**Records:**
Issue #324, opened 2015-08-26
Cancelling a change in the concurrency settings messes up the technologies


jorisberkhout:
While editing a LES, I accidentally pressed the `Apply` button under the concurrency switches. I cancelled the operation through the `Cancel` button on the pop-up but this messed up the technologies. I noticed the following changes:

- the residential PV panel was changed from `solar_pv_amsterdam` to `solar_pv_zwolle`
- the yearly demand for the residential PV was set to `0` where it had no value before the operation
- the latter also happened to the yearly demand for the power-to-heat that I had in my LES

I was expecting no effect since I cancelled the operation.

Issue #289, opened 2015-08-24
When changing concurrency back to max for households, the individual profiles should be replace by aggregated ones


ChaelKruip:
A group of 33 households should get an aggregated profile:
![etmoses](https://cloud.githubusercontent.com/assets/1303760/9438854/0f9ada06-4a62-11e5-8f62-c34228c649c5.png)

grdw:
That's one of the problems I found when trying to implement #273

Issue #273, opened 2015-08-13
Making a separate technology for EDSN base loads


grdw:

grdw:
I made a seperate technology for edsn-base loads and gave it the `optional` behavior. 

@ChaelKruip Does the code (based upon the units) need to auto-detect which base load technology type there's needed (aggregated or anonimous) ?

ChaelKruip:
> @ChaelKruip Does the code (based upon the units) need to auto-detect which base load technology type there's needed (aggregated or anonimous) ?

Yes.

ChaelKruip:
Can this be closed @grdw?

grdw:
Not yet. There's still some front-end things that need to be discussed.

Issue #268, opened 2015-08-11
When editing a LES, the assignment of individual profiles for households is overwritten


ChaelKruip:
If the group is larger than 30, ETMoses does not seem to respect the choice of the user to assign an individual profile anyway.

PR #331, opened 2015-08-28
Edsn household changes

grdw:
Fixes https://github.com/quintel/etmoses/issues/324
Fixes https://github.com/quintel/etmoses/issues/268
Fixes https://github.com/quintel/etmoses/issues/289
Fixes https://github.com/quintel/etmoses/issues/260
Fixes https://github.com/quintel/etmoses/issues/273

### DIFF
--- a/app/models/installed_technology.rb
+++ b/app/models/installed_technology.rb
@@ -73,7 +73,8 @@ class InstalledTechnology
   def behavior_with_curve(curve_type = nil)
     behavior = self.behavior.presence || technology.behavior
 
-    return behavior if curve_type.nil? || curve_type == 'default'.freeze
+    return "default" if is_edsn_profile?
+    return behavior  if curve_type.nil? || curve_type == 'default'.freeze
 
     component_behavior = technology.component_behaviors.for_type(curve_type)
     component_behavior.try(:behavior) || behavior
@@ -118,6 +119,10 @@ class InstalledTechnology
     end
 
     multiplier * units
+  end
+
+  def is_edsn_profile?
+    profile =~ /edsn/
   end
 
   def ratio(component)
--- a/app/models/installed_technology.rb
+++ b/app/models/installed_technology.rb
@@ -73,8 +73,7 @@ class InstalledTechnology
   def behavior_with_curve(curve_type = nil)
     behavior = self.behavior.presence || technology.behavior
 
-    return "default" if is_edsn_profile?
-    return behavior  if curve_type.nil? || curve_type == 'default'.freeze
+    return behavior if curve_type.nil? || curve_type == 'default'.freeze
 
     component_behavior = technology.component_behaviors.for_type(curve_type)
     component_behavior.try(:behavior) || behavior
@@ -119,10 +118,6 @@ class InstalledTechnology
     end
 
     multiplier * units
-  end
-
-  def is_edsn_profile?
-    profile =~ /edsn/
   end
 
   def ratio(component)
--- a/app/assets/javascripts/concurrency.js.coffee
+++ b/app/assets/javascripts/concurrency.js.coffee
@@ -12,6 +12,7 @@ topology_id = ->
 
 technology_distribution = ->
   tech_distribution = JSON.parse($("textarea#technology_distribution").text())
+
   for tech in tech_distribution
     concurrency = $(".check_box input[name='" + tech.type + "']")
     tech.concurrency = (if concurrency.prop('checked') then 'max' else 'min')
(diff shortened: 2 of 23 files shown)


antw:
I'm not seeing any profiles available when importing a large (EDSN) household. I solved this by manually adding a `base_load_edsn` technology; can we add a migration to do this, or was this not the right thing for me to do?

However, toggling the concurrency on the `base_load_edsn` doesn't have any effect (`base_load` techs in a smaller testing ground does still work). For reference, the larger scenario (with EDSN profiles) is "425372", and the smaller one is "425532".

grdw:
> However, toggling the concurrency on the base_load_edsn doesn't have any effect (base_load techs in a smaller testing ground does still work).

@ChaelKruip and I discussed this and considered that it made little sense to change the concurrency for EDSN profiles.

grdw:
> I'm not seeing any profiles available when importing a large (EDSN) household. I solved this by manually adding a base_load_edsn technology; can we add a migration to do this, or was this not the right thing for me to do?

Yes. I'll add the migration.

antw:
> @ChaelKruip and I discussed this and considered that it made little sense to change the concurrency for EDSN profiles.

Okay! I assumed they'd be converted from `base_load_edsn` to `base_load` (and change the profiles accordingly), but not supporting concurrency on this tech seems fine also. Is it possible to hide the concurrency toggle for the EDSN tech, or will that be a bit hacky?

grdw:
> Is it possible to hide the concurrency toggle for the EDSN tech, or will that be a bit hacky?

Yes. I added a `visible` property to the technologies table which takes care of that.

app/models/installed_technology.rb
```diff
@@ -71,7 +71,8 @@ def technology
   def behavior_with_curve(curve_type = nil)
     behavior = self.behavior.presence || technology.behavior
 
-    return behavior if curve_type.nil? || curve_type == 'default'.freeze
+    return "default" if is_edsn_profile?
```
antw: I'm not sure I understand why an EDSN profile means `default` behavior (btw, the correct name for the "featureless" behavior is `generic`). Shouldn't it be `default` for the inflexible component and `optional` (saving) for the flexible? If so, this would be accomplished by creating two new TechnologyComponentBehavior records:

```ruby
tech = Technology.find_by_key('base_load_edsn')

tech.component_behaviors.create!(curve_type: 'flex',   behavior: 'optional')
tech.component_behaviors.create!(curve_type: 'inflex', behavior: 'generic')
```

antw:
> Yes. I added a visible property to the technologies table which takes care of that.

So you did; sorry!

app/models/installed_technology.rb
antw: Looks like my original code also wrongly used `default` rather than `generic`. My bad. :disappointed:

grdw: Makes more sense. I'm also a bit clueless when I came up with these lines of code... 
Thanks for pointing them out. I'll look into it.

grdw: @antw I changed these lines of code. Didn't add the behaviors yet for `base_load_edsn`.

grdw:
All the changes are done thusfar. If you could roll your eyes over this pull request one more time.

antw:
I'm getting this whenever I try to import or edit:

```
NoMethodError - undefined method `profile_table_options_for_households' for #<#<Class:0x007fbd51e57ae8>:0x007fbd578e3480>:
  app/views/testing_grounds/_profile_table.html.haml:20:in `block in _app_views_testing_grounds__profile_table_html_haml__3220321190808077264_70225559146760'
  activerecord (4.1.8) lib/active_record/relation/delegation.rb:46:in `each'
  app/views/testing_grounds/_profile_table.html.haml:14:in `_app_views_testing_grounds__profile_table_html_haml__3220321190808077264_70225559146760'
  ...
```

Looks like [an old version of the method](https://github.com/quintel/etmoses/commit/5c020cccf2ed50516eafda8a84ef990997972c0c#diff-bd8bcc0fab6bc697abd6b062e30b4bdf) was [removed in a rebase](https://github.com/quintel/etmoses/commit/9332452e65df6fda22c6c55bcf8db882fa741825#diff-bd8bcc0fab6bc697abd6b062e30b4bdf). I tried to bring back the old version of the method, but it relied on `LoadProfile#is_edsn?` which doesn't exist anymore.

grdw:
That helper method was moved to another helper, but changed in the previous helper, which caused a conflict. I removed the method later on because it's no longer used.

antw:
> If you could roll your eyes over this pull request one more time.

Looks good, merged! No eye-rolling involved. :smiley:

**Action item:** If a line of the data contains the word "Looks", it should be counted; state the total and nothing more.

**Answer space:** 3